Performance of Banality and A Shield
Perhaps the point is what one academic refers to the "enactment of banality", invoking the suit's long career as a uniform of political power. Mamdani's specific selection leverages a studied understatement, neither shabby nor showy—"respectability politics" in an unobtrusive suit—to help him connect with as many voters as possible. But, experts think Mamdani would be aware of the suit's historical and imperial legacy: "The suit isn't neutral; scholars have long noted that its modern roots lie in military or colonial administration." It is also seen as a form of protective armor: "I think if you're from a minority background, you aren't going to get taken as seriously in these white spaces." The suit becomes a way of signaling credibility, perhaps especially to those who might doubt it.
Such sartorial "changing styles" is not a recent phenomenon. Even historical leaders once wore formal Western attire during their early years. Currently, certain world leaders have started exchanging their typical military wear for a dark formal outfit, albeit one lacking the tie.
"Throughout the fabric of Mamdani's image, the struggle between insider and outsider is visible."
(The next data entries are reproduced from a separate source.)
PR #865, opened 2026-04-07
fix(fault-proof): pin L1 block during sync to prevent RPC inconsistency

fakedev9999:
## Summary

With load-balanced RPCs (proxyd, Alchemy, etc.), different `eth_call` requests within the same sync cycle can hit backends at different block heights. This breaks atomicity between related state reads — e.g. `credit()` returns 0 (block N+1) while `anchorGame()` returns the old anchor (block N), causing the game to be incorrectly evicted.

**Root cause of [Celo's March 26 incident](https://github.com/celo-org/op-succinct/issues/132#issuecomment-4162445779):** canonical head cleared, ~470 orphaned games created.

---

### 1. L1 block pinning

Fetch L1 block once at the start of `sync_state()` and thread the pinned block + timestamp through all downstream reads. All state reads within a sync cycle see a consistent L1 snapshot.

**Pinned:** `sync_games` (gameCount, anchorGame, claimData, status, isGameFinalized, gameType, gameCreator, credit), `fetch_game` (gameAtIndex, anchorStateRegistry, l2BlockNumber, rootClaim, wasRespectedGameTypeWhenCreated, status, claimData, vkeys), `sync_anchor_game` (anchorGame), `is_parent_resolved` / `is_parent_challenger_wins` (gameAtIndex, status).

**NOT pinned:** `prove_game`, `resolve_game`, `claim_bond`, `create_game` (tx submission paths). Challenger passes `BlockId::latest()` (separate pinning can follow).

### 2. Confirmation offset (`SYNC_L1_CONFIRMATIONS`)

New env var (default: `0`). Pins reads to `latest - N` for deployments with unstable backends. At default 0, uses the latest block directly from a single RPC response (no split-backend risk). When > 0, fetches the confirmed block separately; if unavailable (`Ok(None)`), the cycle is skipped. `Err` is propagated.

### 3. Skip sync when head unchanged

`last_synced_l1_block` tracks the last successful sync. Skips the cycle when the confirmed block hasn't advanced.

### 4. Backup-restore safety

- **Prune future games** before the status-sync loop — games above `pinned_latest_index` are removed so `compute_canonical_head` never picks a head that doesn't exist at the pinned height.
- **Clear stale anchor** — `sync_anchor_game` clears `state.anchor_game` when the pinned anchor is `Address::ZERO` or not in cache.
- **Reset cursor** when pinned snapshot has zero games — ensures games are rediscovered once confirmed.
- **Preserve anchor baseline** — `canonical_head_l2_block` is intentionally NOT cleared when canonical head index is None, so `should_create_game()` can still propose the first game.

### 5. Duplicate game creation prevention

When `sync_l1_confirmations > 0`, the pinned cache may lag behind tip. Without protection, the proposer could create sibling games with the same parent.

**Guard:** `last_created_game_l2_block` blocks creation when the proposed L2 block ≤ the most recently created game. `last_created_game_address` precisely identifies the guarded game for CHALLENGER_WINS invalidation (globally unique, from receipt event — no race-prone `gameCount()-1`).

- **Persisted** in backup (both fields, `#[serde(default)]` for backward compat)
- **Immediate backup** after successful creation (reduces crash window)
- **No explicit catch-up clear** — guard is naturally bypassed when `next_l2_block > last_created` after canonical head advances
- **CHALLENGER_WINS clear** — guard is reset when the subtree removal contains the exact guarded game (matched by address)

**Residual limitation:** There is still a small crash window if the process dies before the post-creation backup is durably written, or if an earlier backup is in progress and the post-creation backup is skipped. We accept this to avoid synchronous backup latency on the creation path.

### 6. Metrics

New gauges:
- `op_succinct_fp_canonical_head_game_index` (-1 when cleared)
- `op_succinct_fp_anchor_game_index` (-1 when cleared)

Fixed stale metrics: `FinalizedL2BlockNumber` now resets to 0.0 when `get_finalized_l2_block_number` returns `None`. Dead metric reset branch removed (canonical_head_l2_block is no longer cleared).

### 7. RPC call reduction

- Single `get_block_by_number(Latest)` replaces separate `get_block_number()` + `get_block_by_number()`.
- Reuses `anchor_address` from top of `sync_games` instead of re-fetching per game.
- Removed race-prone `gameCount()` call from `create_game` log path.
- Anchor check simplified to `HashMap::contains_key` (O(1) vs O(n)).

---

Addresses [celo-org/op-succinct#132](https://github.com/celo-org/op-succinct/issues/132)
Tracking: [cloud-ops#98](https://github.com/succinctlabs/cloud-ops/issues/98)
Follow-up validation: [cloud-ops#102](https://github.com/succinctlabs/cloud-ops/issues/102), [cloud-ops#103](https://github.com/succinctlabs/cloud-ops/issues/103)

The suit Mamdani selects is deeply symbolic. "Being the son of immigrants of South Asian heritage and a democratic socialist, he is under scrutiny to conform to what many American voters expect as a sign of leadership," says one expert, while simultaneously needing to walk a tightrope by "avoiding the appearance of an elitist betraying his distinctive roots and values."
Yet there is an acute awareness of the different rules applied to suit-wearers and what is read into it. "That may come in part from Mamdani being a younger leader, skilled to adopt different personas to fit the situation, but it may also be part of his multicultural background, where adapting between languages, customs and attire is common," it is said. "Some individuals can go unremarked," but when others "attempt to gain the authority that suits represent," they must carefully negotiate the codes associated with them.
Throughout the presentation of Mamdani's public persona, the dynamic between belonging and displacement, insider and outsider, is evident. I know well the discomfort of trying to conform to something not built for me, be it an inherited tradition, the culture I was born into, or even a suit. What Mamdani's style decisions make clear, however, is that in politics, image is not without meaning.